**DATA FOR REVIEW:**
■ ■ ■ ■ ■ ■ ■

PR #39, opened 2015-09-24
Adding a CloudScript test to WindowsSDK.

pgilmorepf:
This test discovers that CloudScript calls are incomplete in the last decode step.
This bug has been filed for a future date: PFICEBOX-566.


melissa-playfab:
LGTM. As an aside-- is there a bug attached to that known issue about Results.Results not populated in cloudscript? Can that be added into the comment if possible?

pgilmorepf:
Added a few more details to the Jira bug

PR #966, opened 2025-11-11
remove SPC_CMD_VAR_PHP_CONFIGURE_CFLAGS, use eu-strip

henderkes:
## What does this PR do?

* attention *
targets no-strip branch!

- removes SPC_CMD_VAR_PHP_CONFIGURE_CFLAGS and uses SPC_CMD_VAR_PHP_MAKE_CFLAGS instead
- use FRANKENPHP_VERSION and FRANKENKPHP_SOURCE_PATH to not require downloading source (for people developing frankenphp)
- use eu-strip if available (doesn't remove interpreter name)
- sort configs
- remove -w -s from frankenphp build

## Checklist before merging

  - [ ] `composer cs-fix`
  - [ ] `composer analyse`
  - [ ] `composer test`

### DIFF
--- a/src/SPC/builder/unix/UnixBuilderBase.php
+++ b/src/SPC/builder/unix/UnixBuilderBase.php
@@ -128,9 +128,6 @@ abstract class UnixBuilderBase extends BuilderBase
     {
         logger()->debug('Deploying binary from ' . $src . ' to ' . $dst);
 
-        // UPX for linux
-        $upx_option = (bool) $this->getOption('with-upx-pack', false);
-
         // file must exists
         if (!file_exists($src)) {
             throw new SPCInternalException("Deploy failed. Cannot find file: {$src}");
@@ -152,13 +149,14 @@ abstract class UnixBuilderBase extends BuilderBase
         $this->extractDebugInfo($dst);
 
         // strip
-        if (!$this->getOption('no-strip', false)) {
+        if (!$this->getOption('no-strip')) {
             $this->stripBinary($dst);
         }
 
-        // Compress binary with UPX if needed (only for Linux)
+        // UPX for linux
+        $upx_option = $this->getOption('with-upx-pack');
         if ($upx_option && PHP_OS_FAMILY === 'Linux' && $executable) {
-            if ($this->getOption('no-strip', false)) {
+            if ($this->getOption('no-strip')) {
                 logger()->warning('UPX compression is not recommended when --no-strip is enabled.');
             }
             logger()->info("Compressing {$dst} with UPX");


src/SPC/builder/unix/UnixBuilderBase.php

■ ■ ■ ■ ■ ■ ■

Once more, write all of the records exactly as given.

**RESPONSE AREA:**
PR #39, opened 2015-09-24
Adding a CloudScript test to WindowsSDK.

pgilmorepf:
This test discovers that CloudScript calls are incomplete in the last decode step.
This bug has been filed for a future date: PFICEBOX-566.


melissa-playfab:
LGTM. As an aside-- is there a bug attached to that known issue about Results.Results not populated in cloudscript? Can that be added into the comment if possible?

pgilmorepf:
Added a few more details to the Jira bug

PR #966, opened 2025-11-11
remove SPC_CMD_VAR_PHP_CONFIGURE_CFLAGS, use eu-strip

henderkes:
## What does this PR do?

* attention *
targets no-strip branch!

- removes SPC_CMD_VAR_PHP_CONFIGURE_CFLAGS and uses SPC_CMD_VAR_PHP_MAKE_CFLAGS instead
- use FRANKENPHP_VERSION and FRANKENKPHP_SOURCE_PATH to not require downloading source (for people developing frankenphp)
- use eu-strip if available (doesn't remove interpreter name)
- sort configs
- remove -w -s from frankenphp build

## Checklist before merging

  - [ ] `composer cs-fix`
  - [ ] `composer analyse`
  - [ ] `composer test`

### DIFF
--- a/src/SPC/builder/unix/UnixBuilderBase.php
+++ b/src/SPC/builder/unix/UnixBuilderBase.php
@@ -128,9 +128,6 @@ abstract class UnixBuilderBase extends BuilderBase
     {
         logger()->debug('Deploying binary from ' . $src . ' to ' . $dst);
 
-        // UPX for linux
-        $upx_option = (bool) $this->getOption('with-upx-pack', false);
-
         // file must exists
         if (!file_exists($src)) {
             throw new SPCInternalException("Deploy failed. Cannot find file: {$src}");
@@ -152,13 +149,14 @@ abstract class UnixBuilderBase extends BuilderBase
         $this->extractDebugInfo($dst);
 
         // strip
-        if (!$this->getOption('no-strip', false)) {
+        if (!$this->getOption('no-strip')) {
             $this->stripBinary($dst);
         }
 
-        // Compress binary with UPX if needed (only for Linux)
+        // UPX for linux
+        $upx_option = $this->getOption('with-upx-pack');
         if ($upx_option && PHP_OS_FAMILY === 'Linux' && $executable) {
-            if ($this->getOption('no-strip', false)) {
+            if ($this->getOption('no-strip')) {
                 logger()->warning('UPX compression is not recommended when --no-strip is enabled.');
             }
             logger()->info("Compressing {$dst} with UPX");


src/SPC/builder/unix/UnixBuilderBase.php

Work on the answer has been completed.